About Me

My Photo
United Kingdom
Tyson is an underpaid writer, beer anarchist and cheese addict living in the North West of England.
If the people are buying tears, I'll be rich someday, Ma

Friday, 25 January 2013

You're In The Army Now? Not In My Pub


The problem of ID in pubs and the difficulty that some armed forces personnel have had in getting served has been quite well documented in recent times. Indeed, so much so that I am surprised that it is an issue at all now. After all, Wetherspoon and Punch, to name but two, have both come unstuck over it and subsequently been berated by the popular press.

So imagine my surprise to find that the same scenario had repeated itself locally. Haydn Astley, 19, who was on leave from the Royal Artillery, went to the Knowsley pub with his father and family members for a meal. However, when it was his turn to go to the bar, he was refused service on the grounds that he couldn’t prove his age.

His army ID, which carries a photo of him along with his date of birth, was deemed insufficient proof of age. The barmaid insisted that he had to produce either his driving licence or his passport. Now with his driving licence being with the DVLA and his passport being with the army, he was unable to comply. To which the barmaid allegedly said: “not my problem”.

Mr Haydn’s father, Ian, remonstrated with staff and pointed out that the army ID contains a Proof of Age Standards Scheme hologram. However, despite PASS being the industry standard, the staff refused to relent and the Haydn party left. On complaining to Greene King, the pub’s owners, they were promised a review of the decision. GK have subsequently announced that army ID will henceforth be recognised in their pubs.

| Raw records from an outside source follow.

PR #378, opened 2026-07-28
docs: add versioned docs

awphi:
## Changes

- Bumps us to the latest version of ADP; 0.6.0 which comes with
  - New styling
  - Support for versioned docs
- Adds automated versioned docs releasing:
  - The main pain point of the docs versioning is it requires hard-coding a list of refs we want to host docs for in the repo. This felt like a lot of manual work so this adds a little script to generate the relevant config for the last 5 major releases.
  - Runs said script prior to publishing to staging. As part of this, the script also supports passing `--include-head` so we can preview a 'Latest' version in staging
  - ~~Adds a `compose.preview.yaml` compose project to preview the production/staging version of the docs locally. I don't foresee this being desperately useful but it does provide some level of confidence before deploying.~~

I'm keen for feedback if we think the automated `versions` generation is the right way to go + if we need the local production preview project at all. Lmk!

## Checklist


docs/scripts/generate-docs-config.sh
```diff
@@ -0,0 +1,25 @@
...
+cd "$(dirname "$0")/.."
+
+include_head=false
+if [[ ${1:-} == --include-head ]]; then
+  include_head=true
+fi
+
+release_refs=$(
+  for ref in $(gh release list --exclude-drafts --exclude-pre-releases --limit 1000 --json tagName --jq '[.[] | select(.tagName | test("^v?[0-9]+\\.0\\.0$"))][:5][].tagName'); do
+    if git cat-file -e "$ref:docs/docs-config.json" 2>/dev/null; then
```
muchzill4:
```sh
has_docs_config_at_ref() {
  git cat-file -e "$1:docs/docs-config.json" 2>/dev/null
}
```

And maybe:

```sh
last_five_major_release_tags=$(
  gh release list \
    --exclude-drafts --exclude-pre-releases \
    --limit 1000 --json tagName |
    jq '[.[] | select(.tagName | test("^v?[0-9]+\\.0\\.0$"))][:5][].tagName'
)
```

muchzill4 (commented):
We need to push latest major, not `major.0.0`. I.e.: `7.5.2` > `7.0.0`.

docs/scripts/generate-docs-config.sh
awphi: As discussed, have hard-coded a minimum major version to search from + made it fetch all latest releases from each major prefix

muchzill4 (approved):

PR #379, opened 2026-07-28
feat: experimental support for deployment to remote podman

muchzill4:
## Changes

- Deploy to remote Podman targets through an SSH tunnel to the Podman socket.
    - Use a loopback TCP tunnel because it bridges the target’s Unix socket to a local endpoint compatible with Podman and Compose across Unix and Windows hosts.
- Transfer images to remote targets using `podman save`/`load` pipes (registry coming next).

## Checklist

### DIFF
--- a/internal/deploy/podman/deploy_test.go
+++ b/internal/deploy/podman/deploy_test.go
@@ -6,25 +6,51 @@ import (
 	"encoding/json"
 	"fmt"
 	"io"
+	"os"
 	"os/exec"
 	"path/filepath"
 	"testing"
 	"time"
 
 	"github.com/arm/topo/internal/deploy/podman"
+	"github.com/arm/topo/internal/ssh"
+	gtestutil "github.com/arm/topo/internal/testutil"
 	"github.com/stretchr/testify/assert"
 	"github.com/stretchr/testify/require"
+	"gopkg.in/yaml.v3"
 )
 
 func TestDeploy(t *testing.T) {
 	requireLocalPodman(t)
-	composeFile, projectName := deploymentFixture(t)
-	t.Cleanup(func() { cleanupComposeProject(t, composeFile) })
 
-	err := podman.Deploy(t.Context(), io.Discard, composeFile)
+	t.Run("deploys to localhost", func(t *testing.T) {
+		composeFile, projectName := deploymentFixture(t)
+		t.Cleanup(func() { cleanupComposeProject(t, composeFile) })
+		options := podman.DeployOptions{TargetHost: ssh.PlainLocalhost}
 
-	require.NoError(t, err)
-	assertContainersRunning(t, projectName, podman.LocalSocket)
+		err := podman.Deploy(t.Context(), t.Output(), composeFile, options)
+
+		require.NoError(t, err)
+		assertContainersRunning(t, projectName, podman.LocalSocket)
+	})
+
+	t.Run("transfers images to a remote host via pipe", func(t *testing.T) {
+		target := gtestutil.StartContainer(t, gtestutil.PodmanContainer)
+		composeFile, projectName := deploymentFixture(t)
+		fixPodmanInDockerQuirk(t, composeFile)
+		targetHost := ssh.NewDestination(target.SSHDestination)
+		options := podman.DeployOptions{TargetHost: targetHost}
+
+		err := podman.Deploy(t.Context(), t.Output(), composeFile, options)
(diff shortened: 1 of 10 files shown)


internal/ssh/tcp_to_unix_socket_tunnel.go
```diff
@@ -0,0 +1,100 @@
...
+func OpenTCPToUnixSocketTunnel(ctx context.Context, output io.Writer, dest Destination, remoteSocketPath string) (*TCPToUnixSocketTunnel, error) {
+	address, err := availableLoopbackAddress()
+	if err != nil {
+		return nil, err
+	}
+
+	args := []string{
+		"-N",
+		"-o", "ExitOnForwardFailure=yes",
+		"-L", fmt.Sprintf("%s:%s", address, remoteSocketPath),
```
awphi, line 35: This puts a requirement on the target SSH server to support TCP forwarding correct? 

This will probably need documenting or a nice error message if/when it fails. Also worth noting while it's trivial to enable TCP forwarding on OpenSSH server, dropbear support for it is set at compile time which may cause a headache

internal/ssh/tcp_to_unix_socket_tunnel.go
```diff
@@ -0,0 +1,100 @@
...
+
+func availableLoopbackAddress() (string, error) {
+	listener, err := net.Listen("tcp4", "127.0.0.1:0")
+	if err != nil {
+		return "", fmt.Errorf("failed to reserve tunnel port: %w", err)
+	}
+	address := listener.Addr().String()
+	if err := listener.Close(); err != nil {
+		return "", fmt.Errorf("failed to release tunnel port %s: %w", address, err)
+	}
```
awphi, line 76: nit: is it a tunnel port at this point? would be a bit more generic

internal/deploy/podman/image_transfer_pipe.go
```diff
@@ -0,0 +1,53 @@
...
+func TransferImagesViaPipe(ctx context.Context, output io.Writer, source, destination Socket, composeFile string) error {
+	images, err := compose.ImageNames(composeFile)
+	if err != nil {
+		return err
+	}
+	for _, image := range images {
+		if err := transferImageViaPipe(ctx, output, source, destination, image); err != nil {
+			return err
+		}
+	}
```
awphi, line 23: Should these be transferred sequentially like this or in parallel via an outer `Group` like in the docker pipe transfer?

internal/deploy/podman/deploy_test.go
```diff
@@ -92,6 +118,34 @@ CMD ["tail", "-f", "/dev/null"]
...
 
+// fixPodmanInDockerQuirk avoids a Docker Desktop nested-container restriction.
+// The Podman target inherits oom_score_adj: 200, but Podman otherwise starts
+// each service with oom_score_adj: 0. Docker Desktop rejects that decrease, so
+// this adds oom_score_adj: 200 to each fixture service, for example:
+//
+//	services:
+//	  app:
+//	    oom_score_adj: 200
+func fixPodmanInDockerQuirk(t *testing.T, composeFile string) {
```
awphi: Should we just add the `oom_score_adj` to the compose content written by `deploymentFixture`?

I guess I'm wondering what happens if this is omitted - does fail silently and is therefore easy to forget?

muchzill4: 703fddd

internal/deploy/podman/image_transfer_pipe.go
muchzill4: Nice catch! 8c63996

internal/ssh/tcp_to_unix_socket_tunnel.go
muchzill4: 8b08097

internal/ssh/tcp_to_unix_socket_tunnel.go
muchzill4: Mhm. Are you ok for me to tackle this separately? I’ll put it in my backlog. Would probably like to do registry transfer first and then worry about probing/health.

FWIW, I tried it on all our targets and it seems to work (we use “standard” yocto images).

awphi: Sounds good to me!

awphi (approved):

PR #382, opened 2026-07-29
feat!: remove `topo extend`

awphi:
## Changes

- Deletes `topo extend` as we don't want to encourage use of compose file composition in Topo projects. Note that this doesn't break support for compose `extends:` usage, just removed the `topo extend` command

The matter would seem to end there, but Ian Astley, a customer of the pub for 20 years, has vowed not to return: “Our family meal was cut short because of what happened and they should have accepted my word. I will never drink there again until I get a written apology from the Knowsley.”

1 comment:

Curmudgeon said...

And what's the betting that won't be the last time we hear that kind of story? It's rather like the long-running saga of supermarkets refusing to sell adults alcohol because they have toddlers with them.